Preparat – preparat LMWH hanya sedikit berpengaruh terhadap Activated
Partial Thromboplastin Time (APTT) dan thrombine time sehingga umumnya tidak
diperlukan monitoring terapi dengan pemeriksaan APTT atau aktifitas faktor Xa.
Selain itu, penggunaan LMWH akan mengurangi risiko efek samping pemberian
heparin seperti perdarahan, osteoporosis dan trombositopeni. Keuntungan lainnya
adalah dapat diberikan hanya 1 atau 2 kali sehari.
3. Antikoagulan oral
Antikoagulan oral merupakan senyawa organik dengan berat molekul rendah
yang secara cepat diabsorbsi dari tractus gastrointestinal. Obat-obat anti koagulan
oral ini akan masuk ke dalam plasenta sehingga penggunaannnya dalam kehamilan
perlu dipertimbangkan dengan seksama. Umumnya golongan antikoagulan oral
dikontraindikasikan secara absolut bila diberikan pada trimester pertama dan
kontraindikasi relatif pada trimester kedua dan ketiga dikarenakan obat-obat ini
dapat menyebabkan skeletal embryopathy berupa epifises yang cepat menutup,
hipoplasia nasal dan ekstrimitas superior pada janin jika diberikan kehamilan 6-12
minggu.
Pengggunaan pada pertengahan kehamilan dapat menyebabkan atrofi optik,
mikrosefali dan pertumbuhan terhambat. Risiko perdarahan pada janin dapat terjadi
setiap saat dalam kehamilan sehingga menyebabkan angka kegagalan kehamilan
yang tinggi. Berdasarkan hal tersebut anti koagulan oral hanya diberikan pada
keadaan tertentu (dengan tanpa mempertimbangkan risiko pada janin ) yaitu : jika
penderita menggunakan katup jantung artifisial, kelainan katup mitral dengan tanda-
tanda embolisasi dan jika terdapat kontraindikasi pemberian heparin.

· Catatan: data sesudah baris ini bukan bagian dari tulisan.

PR #2384, opened 2025-06-27
List excess arguments in error message

stiff:
Sometimes a typo in arguments list can be parsed as an excess argument rather than option. When the options list is long, finding it can be tricky, so it would be helpful to see exactly what arguments are treated as excess.

## Solution

Real life example by mistakenly adding spaces before # in systemd service file:

```
error: too many arguments. Expected 0 arguments but got 2: #, #--address=0x72.
```

## ChangeLog

List excess arguments in error message

### DIFF
--- a/CHANGELOG.md
+++ b/CHANGELOG.md
@@ -74,7 +74,7 @@ Now shows an error:
 
 ```console
 $ node example.js a b c
-error: too many arguments. Expected 0 arguments but got 3.
+error: too many arguments. Expected 0 arguments but got 3: a, b, c.
 ```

Anti koagulan oral bekerja dengan cara menghambat efek vitamin K dalam
sintesis faktor II,VII, IX di hepar. Dikenal dua jenis golongan obat antagonis vitamin
K ini yaitu : coumarin, dan derivat indanedione. Jenis yang paling banyak digunakan
adalah sodium warfarin, dicumarol, ethyl biscoumacetate dan phenidione. Efek anti
koagulan oral ini terdapat pembekuan darah dipantau dengan pemeriksaan
Prothombin Time (PT) dan nilai yang diharapkan adalah sama dengan pada wanita
tidak hamil yaitu 1,5-2,5 kali kontrol.